§ Resolution is Refutation Complete

• Constructive proof.
• We take soundness for granted since it easy by induction on the proof length.
• We prove this by induction on number of literals in the full clausal set. So for a clausal set {{A, B}, {C, D}} our induction measure is 4.

§ One literal

• If we have 1 literal, then our clause set looks like {{A}} which cannot be UNSAT. Thus, we trivially will find a contradiction if one exists.

§ n+1 literals

• Suppose there is assignment that makes the formula UNSAT.
• Then we wish to show that resolution will find False.
• Since we have n+1 literals, there must be at least one clause C that has two literals.
• Let L be one of the literals in clause C. Suppose L occurs as a +ve literal (mutatis mutandis for -ve occurrence.) Write C := C' U { L }, and write the full set of clauses S as S := S' U { C }.
• Note that S' cannot be empty, as we know that S is UNSAT.
• If L does not occur in negative position in any other literal, it can be eliminated from the problem, and we have reduced the number of literals.

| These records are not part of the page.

PR #38, opened 2024-07-12
Create Linux_Memory_Management_Essentials.md

igor-stoppa:
Description of internal memory management in Linux, from safety perspective.

### DIFF
--- a/Contributions/Linux_Memory_Management_Essentials.md
+++ b/Contributions/Linux_Memory_Management_Essentials.md
@@ -1,0 +1,242 @@
+# **Linux Memory Management Essentials (Work In Progress)**
+
+## Index
+
+[Terms and Abbreviations](#Terms-and-Abbreviations)
+
+[References](#References)
+
+[Disclaimer](#Disclaimer)
+
+[Purpose of the document](#Purpose-of-the-document)
+
+[Structure of the document](#Structure-of-the-document)
+
+[Kernel-space memory allocations](Kernel-space-memory-allocations)
+
+[User-space memory allocations](User-space-memory-allocations)
+
+[License: CC BY-SA 4.0](#License-CC-BY-SA-40)
+
+
+## **Terms and Abbreviations**
+Plese refer to the Linux Kernel documentation.
+   
+
+## **References**
+
+1. [Linux Kernel website](https://www.kernel.org) - <https://www.kernel.org>
+2. ***Interference Scenarios for an ARM64 Linux System***
+3. [CC BY-SA 4.0 Deed | Attribution-ShareAlike 4.0 International | Creative Commons](https://creativecommons.org/licenses/by-sa/4.0/) - <https://creativecommons.org/licenses/by-sa/4.0/> License
+
+
+## **Disclaimer**
+* This document is not intended to be a replacement for understanding the memory management of the Linux Kernel,
+  nor it attempts to be an exhaustive analysis of safety implications.
+* Because of the very volatile nature of the code within the Linux Kernel, each of the statements made
+  below should not be taken at face value, but rather verified, for any Linux kernel version following
+  the one used while writing the document (6.9).
+* When referring to specific HW features, the document refers to the ARM64 architecture.
+
+## **Purpose of the document**
+This document aims to provide an holistic view of what happens in Linux memory management, so that
+one is at least aware of certain features and can use this document as a jumping pad toward more detailed documentation.
+Or even to the code base.
+
+## **Structure of the document**
+The document is divided in two parts, based on the destinatary of the memory allocations discussed: kernel-space or user-space.
+Individual points are numbered for ease of reference, but the numbering is not meant to represent any sequence.
+
+## **Memory management in Linux**
+
+### **Kernel-space memory allocations**
+
+#### **Directly Verifiable Assertions**
+The following section presents a set of statements that can be objectively verified e.g. by inspecting the sources.
+
+1. unlike processes memory, kernel memory pages are not swapped, nor dropped silently by the kernel itself,
+   although an hypervisor will do to a VM what the kernel does to a process (but this is beyond the control of the kernel)
+2. the kernel context (usually EL1 on ARM64) uses one single memory map (page tables) across all the cores
+   executing in kernel mode
+3. on 64 bit systems (e.g. ARM64 and x86_64), usually almost all physical memory is mapped in a
+   (semi)contiguous (there can be holes) range. Memory within this range is both virtually and physically contiguous.
+4. physically contiguous memory is treated as a scarce resource, and typically is not provided to userspace,
+   unless it explicitly asks for it (e.g. for implementing some DMA buffer)
+5. the kernel can access userspace memory in three ways:
+   1. through the userspace mapping 
+      1. this type of access is limited to few functions, like copy_to_user()/copy_from_user() and put_user()/get_user()
+      2. outside the execution of the functions mentioned, this type of access is not possible, because the userspace mappings are made available only while executing such functions
+      3. the userspace memory map can implement HW protections against being misused by the kernel
+      4. the kernel is able to access process pages in the same sequence and with the same mappings as the process does
+   2. through a memory buffer (e.g. a memory area where the kernel regularly needs to perform large amount of read/write operations, like a network buffer)
+      1. the memory used by a buffer is well defined and delimited, rather than a generic area, and it is specifically reserved for this purpose
+      2. the kernel uses own mappings in EL1, while the user space uses the EL0 ones
+      3. very often the kernel doesn't actually access this area directly, but it rather configures a DMA controller to do the transfers, directly to the physical memory.
+      4. misconfiguration of these peripherals that can access physical memory directly is a potential problem - a form of mitigation relies on using IOMMUs: hardware components that the kernel can configure as a firewall on the phisical memory bus, to limit what memory is accessible to each memory bus master device.
+   3. through the EL1 mappings + linear map
+      1. not the intended way for the kernel to access process context, because the intended way is one of the two previously described
+      2. attempting to use EL1 mappings would be not very useful, both for legitimate purposes and even for malicious ones:
+         1. the sequence of pages mapped in the userspace process is not known, and it can change continuously, as the memory management does its job of optimising page allocation to running processes
+         2. some process pages might even be "missing", because they have been either swapped out or dropped (see previous point)
+         3. even for an attacker, in a security scenario, because most likely the attacker would need to access user space pages sequentially, or anyway through user mappings (this is why EL1 mappings are allowed to have access to pages containing EL0 code/data: the security risk is relatively low)
+         4. it bypasses any protection that the process might employ through its own mapping, which, even for legitimate kernel operations on userspace, would be less safe
+6. Assertions about page "mobility", from different perspectives:
+   1. employment of physical pages - observing a physical memory page (e.g. a 4kB chunk aligned on a 4kB boundary) and how it is employed: what sort of content it might host, over time.
+      1. certain physical pages are put to use for a specific purpose, which is (almost) immutable, for the entire duration of the execution of the kernel:
+         1. kernel code from the monolithic portion (except for pages containing kernel init code, which are released after kernel init is completed)
+         2. kernel statically allocated data from the monolithic portion (except for pages containing kernel init data, which are released after kernel init is completed)
+         3. some kernel dynamically allocated data, used by the kernel itself, and never released, due to the nature of its use (e.g. object caches, persistent buffers, etc.)
+         4. memory used for loadable kernel modules (code, data) is tied to the permanence of the module in memory - this is typically stable through the entire duration of the execution. Some exceptions are modules loaded/unloaded as a consequence of certain peripherals (dis)appearing, e.g. USB ones.
+      2. other physical pages (most, actually, in a typical system) are available for runtime allocation/release cycles of multiple users:
+         1. transient kernel linear memory allocations (kmalloc / get_free_pages)
+         2. transient kernel virtually linear memory allocations (vmalloc for kernel address space)
+         3. user-space memory allocations (they are always virtually linear), which are by default transient and exposed to repurposing proactively done by the kernel (see below)
+   2. transitioning of a logical page - given certain context and content, where it might be located in memory over time - and if it might be even discarded.
+      1. the kernel doesn't spontaneously repurpose the utilisation of its own physical pages; therefore it is possible to assume that the logical content of kernel allocations will reamin tied to the associated physical pages, as long as it is not intentionally altered (or subject to interference)
+         1. metadata memory used by the kernel for housekeeping purposes related to processes is included in this category; examples: task/cred structures, vmas, maple leaves, process page tables.
+      2. memory used by the kernel for the actual userspace processes: the content of this logical page determines its life cycle and expectancy: certain content such as code or constants can be "re-constructed" by relaoding it from file (code pages are likely to necessitate undergoing re-linking), so the actual logical content might disappear, over time. Other pages, on the other hand, are meant to hold non-re-constructible content, such as stack, heap, and variable data. These pages can, at most, be swapped out, and loaded back later on, but they cannot be simply dropped.
+      3. page cache: it is a collection of memory pages containing data read from files, over time; e.g. code or initialised data from a file that was accessed recently; in some cases the page might never have been used, but it was loaded as part of the readahaead optimisation. The life expectancy of these logical pages is heavily affected by how many processes might keep accesing them and the level of memory starvation of the system caused by other processes, with some additional complexity layered on top of this, by the use of containers.
+   3. The kernel utilises various optimisations that are meant to take advantage of hardware features, such as multi-stage caching, and also to cope with different memory architectures (like Non Unifor Memory Architecture - NUMA). The main goals are:
+      1. avoid having to propagate too frequently write operations through the layers of HW cache, which is caused by pages being evicted from the cache, due to memory pressure
+      2. avoid having multiple cpus writing to the same page, in a NUMA system, where only one cpu has direct write access to that memory page, because it would cause cache invalidation
+      Therefore, the kernel tends to:
+      1. reuse as much as possible a certain page that has just been freed (so called hot page, since it is stll presumably present in the HW cache)
+      2. keep for each core a stash of memory pages readily available (which prevents other cores from accessing said pages and introducing additional cache-flush operations)
+   4. The MMU, involved in performing address translations, acts also as a bus master, and performs read operations whenever it needs to do an address translation that is not already present in its own local translation cache (TLB - Translation Lookaside Buffer). Having to perform too many of such address translations (page walks) can constitute a significant performance penalty. The TLB is not very large, and accessing lots of different memory addresses that do not belong to the same translation entry can cause severe performance degradation. This is why the kernel actually keeps most of the memory mapped in the linear map, to take advantage of a feature present in many processors, that allows the mapping of large chunks of physical memory (e.g 2MB) as a single entry (or few ones). The kernel code, for example, is kept compact to maximise the efficiency of the fetching operations. For the similar reasons, the linear mapping allows to have memory already mapped, without a need for creating those mappings on the fly.
+   5. For what concerns allocation from the linear map (kmalloc / get_free_pages), the kernel attempts to keep the free pages as much continuous as possible, avoiding fragmentation of the free areas.
+      1. this is implemented through the concept of the "buddy allocator", meaning that whenever a certain amount of linear memory is requested (either sub-page or multi-page size), it always tries to obtain it from the smallest free slot available, only breaking larger free slots when no alternatives are possible.
+      2. the kernel also keeps ready a certain amount of pre-diced memory allocations, to avoid incurring the penalty of having to look for some free memory as a consequence of an allocation request.
+      3. folios are structures introduced to simplify the management of what has been traditionally called compound pages: a compound page represents a group of contiguous pages that is treated as a single logical unit. Folios could eventually support the use of optimisations provided by certain pages (e.g. ARM64 allows the use of a single page table entry to represent 16 pages, as long as they are physically contiguous and aligned to a 16 pages boundary, through the "contiguous bit" flag in the page table). This can be useful e.g. when keeping in the page cache a chunk of data from a file, should the memory be released, it could result in releasing several physically contiguous pages, instead of scattered ones.
+   6. whenever possible, allocations happen through caches, which means that said caches must be re-filled, whenever they hit a low watermark, and this re-filling can happen in two ways:
+      1. through recycling memory as it gets freed: for example in case a core is running short of pages in its own local queue, it might "capture" a page that it is freeing.
+      2. through a dedicated thread that can asynchronously dice larger order pages into smaller portions that are then placed into caches in need to be refilled
+   7. the kernel can also employ an Out Of Memory Killer feature, that is invoked in extreme cases, when all the existing stashes of memory have been depleted: in this case the killer will pick a user space process and just evict it, releasing all the resources it had allocated. It's far from desirable, but it's a method sometimes employed.
+   8. freeing of memory pages also happens in a deferred way, through separate threads, so that there is no overhead on the freer, in updating the metadata associated with the memory that has just been released.
+   9. All of the mechanisms described above for memory management are not only memory providers, but memory users as well, because they rely on metadata that cannot be pre-allocated and must be adjusted accordingly to the memory transactions happening, as the system evolves over time; therefore they also consume memory, generating an overhead, and being exposed themselves to interference.
+   10. The Linux kernel provides means to limit certain requests a process might present; for example with cgroups it is possible to create logical memory "bubbles" that cannot grow beyond a set size, and associate processes to them, that share the collective limit within the bubble. But this does not much toward separating how the kernel might use the underlying memory, besides setting the constraint as described.
+      
+#### **Safety-Oriented consideration**
+The following considerations are of a more deductive nature.
+
+1. Because of the way pages, fractions and multiples of them are allocated, freed, cached, recovered, there is a complex interaction between system components at various layers.
+2. Even using cgroups, it is not possible to segregate interaction at the low level between components with differnet level of safety qualification (e.g. a QM container can and most likely will affect the recirculation of pages related to an ASIL one)
+3. Because of the nature of memory management, it must be expected that memory management mechanisms will  interfere with safe processes, either due to a bug or due to the interference toward the metadata they rely on. For example, the memory management might hand over to a requesting entity a memory page that is currently already in use either by a device driver or by a userspace process playing a role in a safety use case.
+4. Still due to te complex interaction between processes, kernel drivers and other kernel code, it is practically impossible to qualify the kernel as safe through positive testing alone, because it is impossible to validate all the possible combinations, and it is equally impossible to assess the overall test coverage and the risk associated with not reaching 100%. The only reliable way to test is to use negative testing (simulating a certain type of interference) and confirming that the system response is consistent with expectations (e.g detect the interference, in case of ASILB requirements). And even then, the only credible claim that can be made is that, given the simulated type of interference, on the typology of target employed, the reaction is aligned with the requirements. Other types of targets will require further ad-hoc negative testing.
+5. Linux Kernel mechanisms like SELinux and cgroups/containers do not offer any protection against interference originating from the kernel itself.
+6. The Linux Kernel must be assumed to be QM, unless specific subsystems are qualified through both positive and negative testing.
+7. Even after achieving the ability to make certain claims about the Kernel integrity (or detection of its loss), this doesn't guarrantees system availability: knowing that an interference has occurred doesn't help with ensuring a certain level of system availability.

Use IH to get a resolution contradiction proof of the reduced problem, which is a resolution proof of the original problem.
• Since S := S' U { C } is UNSAT, this means that S' /\ C, or S' /\ (C \/ L) is false. This is to say that (S' /\ C) \/ (S' /\ L) is false, which means that both (S' /\ C) as well as (S' /\ L) is false.
• So, by IH, there must be resolution proofs for both S' U {C} as well as S' U {{L}}.
• Now, consider the resolution DAG for S' U {C}. If {C} is not used in the final derivation of the contradiction, we have a resolution proof using only S'. We can reuse the same resolution proof for S' /\ (C \/ L), so we are done!
• By the exac same argument, we can disregard the case where in the resolution proof in S' U {{L}}, L was not used.
• So now, we have two resolution dags, one with S', {C} |- ... |- False, and one with S', {L} |- ... |- False.
• Recall that we finall want a resolution proof for the clause {C, L}. So what we do is we "percolate" the resolution proof of S', {c} with L, giving us a resolution DAG of the form S', {C, L} |- ... |- L. We then "graft" this tree onto the one with S', {L} |- ... |- False to get the full resolution proof for S', {C, L} |- ... |- False!